Wednesday, December 3, 2008

2012 Doomsayers



2012 Doomsayers

It is interesting to cruise the electronic noosphere (aka the World Wide Web) and see what people are thinking about the Mayan Calendar ending in 2012. There is a large contingent of doomsayers, some of whom claim expert knowledge of cataclysmic events expected to occur. They speak of immense solar flares neutralizing earth’s protective shield, the magnetic poles reversing, huge meteors plummeting and even large segments of the crust slip-sliding around while the oceans inundate every continent.

Needless to say, not many people would survive such devastating scenarios. One author’s recommendation? Get a boat and lots of survival gear. He admits life on earth would be hell for a long time after, but the upside is that the few who made would get to start a new society - and maybe they would make a better job of it than what we have seen in the past.

Scriptural references to the last days are every bit as brutal, though not couched in modern scientific jargon. St. Peter says “the day of the Lord will come as a thief in the night; in the which the heavens shall pass away with a great noise, and the elements shall melt with fervent heat, the earth also and the works that are therein shall be burned up” (2 Peter 3:10) and the Book of Revelation seems to gloat over the vast numbers of dead bodies to be strewn around the planet. These casualties will be brought about by a succession of plagues, natural catastrophes and human conflict.

Biblical prophecy may sound far-fetched, but it should not be discounted. Once Jesus’ disciples were expressing admiration for the immense Jewish Temple of their time and he replied, “As for these things which ye behold, the days will come, in the which there shall not be left one stone upon another, that shall not be thrown down” (Luke 21:6).

This must have been hard for the disciples to imagine, since that structure had taken forty-six years to build and was huge. But only seventy years later Emperor Titus fulfilled the prophecy exactly. The temple was burned to the ground and today not one stone of it is standing upon another.

A blue-ribbon panel assembled by Congress has just concluded that terrorists are likely to use a biological weapon of mass destruction somewhere in the world by 2013, and that the effects of this would be way beyond 9/11. This possibility fits both the Mayan calendar time-frame and Scriptural indications.

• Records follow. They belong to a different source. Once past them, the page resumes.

PR #2205, opened 2024-02-12
Backport 26755a968665545a151adce79a5227c79724bb6b

zzambers:
Backport fixing several tables in `doc/building.md`, so they would display correctly in GitHub. Change set applied almost cleanly to `doc/building.md` (only last table has one more target in original changeset). File `doc/building.html` was regenerated.

### DIFF
--- a/doc/building.html
+++ b/doc/building.html
@@ -11,14 +11,14 @@
       span.underline{text-decoration: underline;}
       div.column{display: inline-block; vertical-align: top; width: 50%;}
   </style>
-  <link rel="stylesheet" href="../make/data/docs-resources/resources/jdk-default.css" />
+  <link rel="stylesheet" href="../make/data/docs-resources/resources/jdk-default.css">
   <!--[if lt IE 9]>
     <script src="//cdnjs.cloudflare.com/ajax/libs/html5shiv/3.7.3/html5shiv-printshiv.min.js"></script>
   <![endif]-->
   <style type="text/css">pre, code, tt { color: #1d6ae5; }</style>
 </head>
 <body>
-<header id="title-block-header">
+<header>
 <h1 class="title">Building the JDK</h1>
 </header>
 <nav id="TOC">
@@ -174,22 +174,22 @@
 <table>
 <thead>
 <tr class="header">
-<th style="text-align: left;">Operating system</th>
-<th style="text-align: left;">Vendor/version used</th>
+<th>Operating system</th>
+<th>Vendor/version used</th>
 </tr>
 </thead>
 <tbody>
 <tr class="odd">
-<td style="text-align: left;">Linux</td>
-<td style="text-align: left;">Oracle Enterprise Linux 6.4 / 7.6</td>
+<td>Linux</td>
+<td>Oracle Enterprise Linux 6.4 / 7.6</td>
 </tr>
 <tr class="even">
-<td style="text-align: left;">macOS</td>
-<td style="text-align: left;">Mac OS X 10.13 (High Sierra)</td>
+<td>macOS</td>
+<td>Mac OS X 10.13 (High Sierra)</td>
 </tr>
 <tr class="odd">
-<td style="text-align: left;">Windows</td>
-<td style="text-align: left;">Windows Server 2012 R2</td>
+<td>Windows</td>
+<td>Windows Server 2012 R2</td>
 </tr>
 </tbody>
 </table>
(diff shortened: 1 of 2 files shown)


gnu-andrew (commented):
`building.md` changes look fine.
How was the HTML re-generated? I'm seeing some unrelated changes which I guess may be down to the tool version used?
~~~~
+@@ -11,14 +11,14 @@
+       span.underline{text-decoration: underline;}
+       div.column{display: inline-block; vertical-align: top; width: 50%;}
+   </style>
+-  <link rel="stylesheet" href="../make/data/docs-resources/resources/jdk-default.css" />
++  <link rel="stylesheet" href="../make/data/docs-resources/resources/jdk-default.css">
+   <!--[if lt IE 9]>
+     <script src="//cdnjs.cloudflare.com/ajax/libs/html5shiv/3.7.3/html5shiv-printshiv.min.js"></script>
+   <![endif]-->
+   <style type="text/css">pre, code, tt { color: #1d6ae5; }</style>
+ </head>
+ <body>
+-<header id="title-block-header">
++<header>
+ <h1 class="title">Building the JDK</h1>
+ </header>
+ <nav id="TOC">
~~~~

zzambers:
@gnu-andrew I have used appropriate makefile target on rhel-8 (pandoc 2.0.6)

zzambers:
I can try with different version of pandoc.

zzambers:
@gnu-andrew I have tried on few more systems, but pandoc from rhel-8 is closest to orignal generator I could get.
- [output of newer pandoc on f38](https://github.com/zzambers/jdk17u-dev/commit/tables-fix-f38) (2.19.2-21.fc38) or even ubuntu-20.04 (2.5-3build2) were much more different
- output of older pandoc on rhel-7 (1.12.3.1-2.el7) was also much more different

Unfortunately generated html does not include information about pandoc used. Rhel-8's pandoc (2.0.6-6.el8_6) seems pretty close.

gnu-andrew:
Thanks for looking into this, @zzambers. Yes, this is the nightmare any time we have checked-in generated files. I'm mulling over backporting the change to remove the generated configure in the next cycle, as that keeps being altered with unrelated changes when people using a different autoconf.

I'm happy for this to go in as is. It would be nice to have known what was used to generate the original, but I imagine it was close to what you have on RHEL 8.

gnu-andrew (approved):
Good to go.

zzambers:
/approval request Fixes format of tables in doc/building.md, so they display correctly on GitHub. (docs only change)

zzambers:
> Thanks for looking into this, @zzambers. Yes, this is the nightmare any time we have checked-in generated files. I'm mulling over backporting the change to remove the generated configure in the next cycle, as that keeps being altered with unrelated changes when people using a different autoconf.
> 
> I'm happy for this to go in as is. It would be nice to have known what was used to generate the original, but I imagine it was close to what you have on RHEL 8.

Based on my experiments and [release info](https://pandoc.org/releases.html), pandoc used was `>=2.2.1` and `<2.5` (unless it was patched), since it had:

Since it has:
`Make HTML template polyglot ([#4606](https://github.com/jgm/pandoc/issues/4606), OvidiusCicero), by making <link rel="stylesheet" href="$css$"> self-closing.`

but does not have:
`Text.Pandoc.Writers.HTML: Use plain " instead of &quot; outside of attributes.`

zzambers:
I thought maybe [debian buster (oldoldstable)](https://packages.debian.org/search?keywords=pandoc), but no. This one has `<!--[if lt IE 9]> ...` stuff missing (probably custom patch/backport, as even newer pandoc on f38 has this).

Output of pandoc on RHEL-8 seems closest (of all current pandoc packages on any version of RHEL, Debian, Ubuntu and supported Fedora).

gnu-andrew:
> I thought maybe [debian buster (oldoldstable)](https://packages.debian.org/search?keywords=pandoc), but no. This one has `<!--[if lt IE 9]> ...` stuff missing (probably custom patch/backport, as even newer pandoc on f38 has this).
> 
> Output of pandoc on RHEL-8 seems closest (of all current pandoc packages on any version of RHEL, Debian, Ubuntu and supported Fedora).

Yes it may not even be a packaged version but a local install. Thanks for investigating so thoroughly.

zzambers:
@gnu-andrew  thanks
/integrate

gnu-andrew:
> Oh, when moving on to jdk11u-dev, I have found there is a [script](https://github.com/openjdk/jdk17u-dev/blob/master/make/devkit/createPandocBundle.sh) for creating pandoc bundle in devkit. This seems to be the right pandoc. I'll try to update html as changeset is not yet in (as I am not commiter here). Hopefully bot will not be too angry about that.. :)

Oops, sorry I sponsored it before I saw this. I don't think it's too much of an issue. At least we now know the 'correct' way (though it's  hardly obvious!)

What’s more, the official word is that the U.S. is presently in recession, and the world at large in deep financial straits. The pleading of auto executives now willing to work for one dollar instead of twenty million sounds like the shock portrayed over fallen Babylon – a “city” which could well symbolize today’s global materialistic culture: “And they cried when they saw the smoke of her burning, saying, what city is like unto this great city? And they cast dust on their heads, and cried, weeping and wailing, saying, Alas, alas, that great city, in which all were made rich . . .” (Rev. 18: 19).

Nevertheless, to focus attention on descriptions of death, deprivation and destruction is to miss the salient point of end times considerations: namely that if such calamities do occur it is to bring closure to things that are not going to continue in the new age of the new world. And that any people who die are most likely the ones who aren’t willing or prepared to live in the new age of the new world.

One of the biggest messages of the Bible is to be alert and prepared, after all. “Watch therefore: for ye know not what hour your Lord doth come” (Matthew 24:42). And the appropriate survival gear for the experience of this “return” is not to be found in boats or bullets, but rather within a humbled and broken heart.

So whenever the doomsayers begin to sound too convincing, let us remember that, “Nation shall rise against nation, and kingdom against kingdom. And great earthquakes shall be in different places, and famines, and pestilences, and fearful sights and great signs shall there be from heaven. But there shall not a hair of your head perish” (Luke 21:10-18).

1 comment:

  1. I think that a lot of what these doomsayers are saying reflects the fears within their own hearts.

    It is all their unintegrated stuff which they are projecting on to the world.

    And this isn't the first time they've done it either. It happened with Y2K. When they all ran off to the hills, stockpiled with enough ammo and tin food to last 10 years, because the world was, supposedly, about to end (how running to the hills is gonna help come the end is another matter). It's happened with SARS, with bird flu, with anthrax etc. etc. etc.

    All of which were supposed to wipe plenty of us out.

    Which isn't to say that we shouldn't be vigilant. And, it is conceivable, that it could be as bad as they say. Because very bad things do happen on planet earth. We only need to look at the millions who died during the 2 World Wars, Rwanda, Bosnia, and so on and so forth.

    But I would still assert that none of us truly know what is going to happen. Least of all these Doomsayers. And that we shouldn't buy into their stuff.

    And the Biblical prophets may have had an inkling - but so clearly did the Mayans and others, who said that, yes, it's gonna be painful, but that this is a cleansing pain: that this is merely the light of God (if you want to put it like that) shining into the darkness of all humanity, individually and collectively. And that this light is so bright that many will be unable to stand it, and may well perish, but that this light is so bright that whomever are able to embrace it and let it in, will wonder the new earth shining as beacons of the divine.

    Which is my story of 2012, and I'm gonna stick to it.